Motherboard on 7 Sep 2016

😕1

I don't know what was previously wrong, but I've tried running digits again, and it seems to be fine...

Can't reproduce the error...

Motherboard on 7 Sep 2016

I have pain a lot trying to use my GTX 860M in a Lenovo Y70 machine with i7 and intel integrated graphics card and one error is quite similar to the ones you are getting . I discover this regarding how to activate nvidia before any try to access to it thru drivers... Just for giving you ideas:

Just to open a possible solution path:
when I type: NVIDIA_CUDA-8.0_Samples/bin/x86_64/linux/release/deviceQuery, I get:

./deviceQuery Starting...

CUDA Device Query (Runtime API) version (CUDART static linking)

cudaGetDeviceCount returned 35
-> CUDA driver version is insufficient for CUDA runtime version
Result = FAIL

But if I try with $optirun NVIDIA_CUDA-8.0_Samples/bin/x86_64/linux/release/deviceQuery
the result is the one we want....
./deviceQuery Starting...

CUDA Device Query (Runtime API) version (CUDART static linking)

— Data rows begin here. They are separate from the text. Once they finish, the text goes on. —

PR #298, opened 2026-04-13
@W-21984866 adding explicit data model relationship info in getDatasourceMetadata

joeconstantino:
## Description
Added datasource model metadata to getDatasourceMetadata by integrating VDS [get-datasource-model endpoint](https://help.tableau.com/current/api/vizql-data-service/en-us/docs/vds_get_data_source_model.html), exposing logical table relationships in the tool response. Top level keys in the getDatasourceMetadata response now include: 
- datasourceDescription
- datasourceModel
- fieldGroups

Detected 1 CUDA Capable device(s)

Device 0: "GeForce GTX 860M"
CUDA Driver Version / Runtime Version 8.0 / 8.0
CUDA Capability Major/Minor version number: 5.0
Total amount of global memory: 4044 MBytes (4240965632 bytes)
( 5) Multiprocessors, (128) CUDA Cores/MP: 640 CUDA Cores
GPU Max Clock rate: 1020 MHz (1.02 GHz)
Memory Clock rate: 2505 Mhz
Memory Bus Width: 128-bit
L2 Cache Size: 2097152 bytes
Maximum Texture Dimension Size (x,y,z) 1D=(65536), 2D=(65536, 65536), 3D=(4096, 4096, 4096)
Maximum Layered 1D Texture Size, (num) layers 1D=(16384), 2048 layers
Maximum Layered 2D Texture Size, (num) layers 2D=(16384, 16384), 2048 layers
Total amount of constant memory: 65536 bytes
Total amount of shared memory per block: 49152 bytes
Total number of registers available per block: 65536
Warp size: 32
Maximum number of threads per multiprocessor: 2048
Maximum number of threads per block: 1024
Max dimension size of a thread block (x,y,z): (1024, 1024, 64)
Max dimension size of a grid size (x,y,z): (2147483647, 65535, 65535)
Maximum memory pitch: 2147483647 bytes
Texture alignment: 512 bytes
Concurrent copy and kernel execution: Yes with 1 copy engine(s)
Run time limit on kernels: Yes
Integrated GPU sharing Host Memory: No
Support host page-locked memory mapping: Yes
Alignment requirement for Surfaces: Yes
Device has ECC support: Disabled
Device supports Unified Addressing (UVA): Yes
Device PCI Domain ID / Bus ID / location ID: 0 / 1 / 0
Compute Mode:
< Default (multiple host threads can use ::cudaSetDevice() with device simultaneously) >

deviceQuery, CUDA Driver = CUDART, CUDA Driver Version = 8.0, CUDA Runtime Version = 8.0, NumDevs = 1, Device0 = GeForce GTX 860M
Result = PASS

That make me think all my problems are related to the way I invoque programs . Now I'm investigating how to make it work with torch for recurrent neural networks but with GPU....